Long-acting injectable cabotegravir (CAB-LA) was safe and well tolerated as HIV pre-exposure prophylaxis (PrEP) before and during pregnancy in the follow-up phase of a global study among cisgender women. The analysis of outcomes from more than 300 pregnancies and infants will be presented at the 2024 International AIDS Conference (AIDS 2024) in Munich, Germany.

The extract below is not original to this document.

PR #781, opened 2021-03-22
1271 Overwrite a default compression quality with higher precision

markccchiang:
According to the suggestion by @kswang1029 from [#1271](https://github.com/CARTAvis/carta-frontend/issues/1271), the backend will overwrite a default ZFP compression quality with higher precision. If there is a dominant bin in the pixel histograms, i.e., >= 90% of pixels concentrate in a bin.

"Cisgender women experience biological changes and social dynamics that can increase their likelihood of acquiring HIV during pregnancy and the postnatal period, and we need to offer them evidence-based options when they may need them most," said Jeanne Marrazzo, M.D., M.P.H., director of the National Institutes of Health's (NIH) National Institute of Allergy and Infectious Diseases (NIAID). "These data provide reassurance about long-acting injectable cabotegravir for HIV prevention during pregnancy."
CAB-LA is a highly effective HIV prevention method, administered by intramuscular injection every two months. However, data regarding the safety of CAB-LA during pregnancy are limited. An open-label extension study of the CAB-LA efficacy trial in cisgender women included women in several countries across East and Southern Africa who had the potential to become pregnant during the longitudinal study and who did not have HIV. Participants chose between CAB-LA or oral PrEP with tenofovir disoproxil fumarate and emtricitabine and had the option to use contraception if they wished. They were monitored closely for safety. Participants who became pregnant also were monitored for pregnancy-related adverse events including gestational hypertension, pre-eclampsia, and weight gain, as well as infant outcomes, such as miscarriage, intrauterine fetal death or stillbirth, premature birth, or low birthweight.
There were 367 pregnancies in this phase of the study. Pregnancy-related maternal adverse event incidence was 45.7, 47.1, and 37.5 per 100 person years among people using CAB-LA during pregnancy, prior to pregnancy, or with no CAB-LA use, respectively. Adverse infant outcomes were similar across groups, with negative outcomes reported in 33%, 38%, and 27% of pregnancies with CAB-LA use, prior CAB-LA use, or no CAB-LA use, respectively. One major congenital anomaly was reported in a participant receiving CAB-LA. No maternal deaths occurred. Pregnancy and infant outcomes in the study were similar to estimated general population outcomes.
Overall, CAB-LA was safe and well tolerated. These findings demonstrate the safety of using CAB-LA prior to and during pregnancy.
"The overlap between high HIV incidence and the specific risks that cisgender pregnant women face in acquiring HIV in many countries calls for diverse and highly effective PrEP options as part of sexual and reproductive health approaches," said study chair Sinead Delany-Moretlwe, M.B.B.Ch., Ph.D., director of Research at Wits RHI and professor of Global Health and Infectious Diseases at the University of the Witwatersrand, Johannesburg. "We hope that these findings can fill an important knowledge gap that can help increase access to this highly effective HIV PrEP option among cisgender women before, during, and after pregnancy."
This study is conducted and implemented by the NIH-funded HIV Prevention Trials Network (HPTN). NIAID sponsors and co-funds the trial with ViiV Healthcare and the Bill & Melinda Gates Foundation. ViiV Healthcare and Gilead Sciences, Inc., provide study medications. The NIH's National Institute of Mental Health, National Institute on Drug Abuse, and Eunice Kennedy Shriver National Institute of Child Health and Human Development collaborated with NIAID on this study.